The last of Us se sitúa no sólo en el momento de la pandemia sino en sus consecuencias. No tiene compasión con el espectador y no le promete un mundo mejor, sino que ya en el primer episodio mata a una adolescente que se presenta como la posible intérprete de un papel principal. Veinte años después de enfermar la mayor parte de la población, el mundo visible es un universo sin ley, en el que, para comprar un depósito de gasolina, por ejemplo, hay que trabajar duro durante mucho tiempo, e incluso negociar trapicheando con drogas con quienes han conseguido convertirse en guardianes a una sociedad anárquica y depauperada. Este paisaje real, este contexto emocional en 2013 podría ser el background de un film de ciencia-ficción distópico, hoy parece una réplica de la realidad que vivimos en estadios menos avanzados y resulta, por momentos densa y repleta de sensaciones que pronto se convierten en sentimientos de tristeza y aprensión. Un atractivo que ayuda a compensar tanta negatividad es el protagonismo de Pedro Pascal, el protagonista de otra serie: Mandalorian.
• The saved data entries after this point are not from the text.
PR #208, opened 2026-07-08
Async fetch read ahead

guillesd:
## Main intent

This PR implements the async fetch read ahead for the read path in Quack. It reuses most components from the async write path: most notably, an `QuackFetchAhead` wrapper on top of `ManagedAsyncQueue` that tops up `QuackFetchDataTask` up to a certain depth (which defaults to `async_threads` but can be altered by `quack_fetch_read_ahead`).

Once fetch responses come back, they are put into a `QuackDataStream`, which is the same component used in the server side scan (`quack_scan_from_cient.cpp`). This is just a queue of batches that pipeline executors can consume, acting as the interface between the async workers and the pipeline executors.

> I am aware that some of this components may benefit from re-using some things from core, particularly this open PR by Pedro https://github.com/duckdb/duckdb/pull/23662

## Other things
- Some cleanup of logger functions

Una serie (me dirijo no a los jugadores que pueden encontrar elementos lúdicos en la historia, que sentirán el orgullo y la satisfacción de alertar a los de su especie la caldera en la que se cuecen). bien hecha, que eriza los pelos de los espectadores, al ir comprobando cómo lo que cuenta la historia lo han vivido en parte desde 2020; esta serie llega cuando los espectadores creen que han dominado la pandemia, lo que quizá esté muy lejos de suceder. Un regalo envenenado que algunos hombres y mujeres que ocupan puestos de responsabilidad han contribuido a expandir entre las masas, no sabemos con qué propósitos.

La recomiendo, y que los no iniciados aguanten hasta donde puedan.